I am trying to find a good way to organize my row-keys to perform range scans on them without creating my own index lists.
I am having a MySQL Database with currently about 15.000 Databases, each ~50 Tables = 75.000 Tables. Because 99% of the data is always read with an unique identifier that data is planned to move into a Cassandra cluster.
For some maintenance (listing the contents of a complete table, removing a complete table or dropping a database) cases I need to get the contents of a complete table or even a database. Range-Scans seem to be the perfect fit for that.
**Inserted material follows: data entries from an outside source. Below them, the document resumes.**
PR #7400, opened 2022-09-02
Fix #3299 false positives with names in string literal type annotations

### LINKED ISSUE #3299: Pylint incorrectly flags as `unused-import` things that are used in string literal type annotations
### Steps to reproduce

pylint_example.py:

```
class Class:
    pass
```

pylint_example2.py:

```
from pylint_example import Class


class Class2:
    cls: 'Class'
```

pylint pylint_example2.py

```
************* Module pylint_example2
pylint_example2.py:4:0: R0903: Too few public methods (0/2) (too-few-public-methods)
pylint_example2.py:1:0: W0611: Unused Class imported from pylint_example (unused-import)

Your code has been rated at 3.33/10 (previous run: 3.33/10, +0.00)
```

### Current behavior

String literal in type annotation is considered "unused" and warning is emitted.

### Expected behavior

There should not be any warning about unused import.
 
### pylint --version output

pylint 2.4.4
astroid 2.3.3
Python 3.6.9 (default, Nov  7 2019, 10:44:02) 
[GCC 8.3.0]

lggruspe:
## Type of Changes

## Description

Closes #3299

Changes:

Currently I am planning to generate UUIDs for each part of the old structure and put them together separated by a |
(DB + Table + Id = UUID1|UUID2|UUID2).
Example:
07424eaa-4761-11e1-ac67-12313c033ac4|0619a6ec-4525-11e1-906e-12313c033ac4|0619a6ec-4795-12e9-906e-78313c033ac4
The CF with the data should be sorted with org.apache.cassandra.db.marshal.AsciiType
.
As client I am using phpcassa.
For the range scans I want to use an UUID|
as start key and as an end for the range, the same key but with chr(255)
or z
appended to it. The ascii-value for both characters are bigger any other of the UUID characters that are following in that keys.
Is this a solid approach that allows me to achieve the explained goals for the range scans?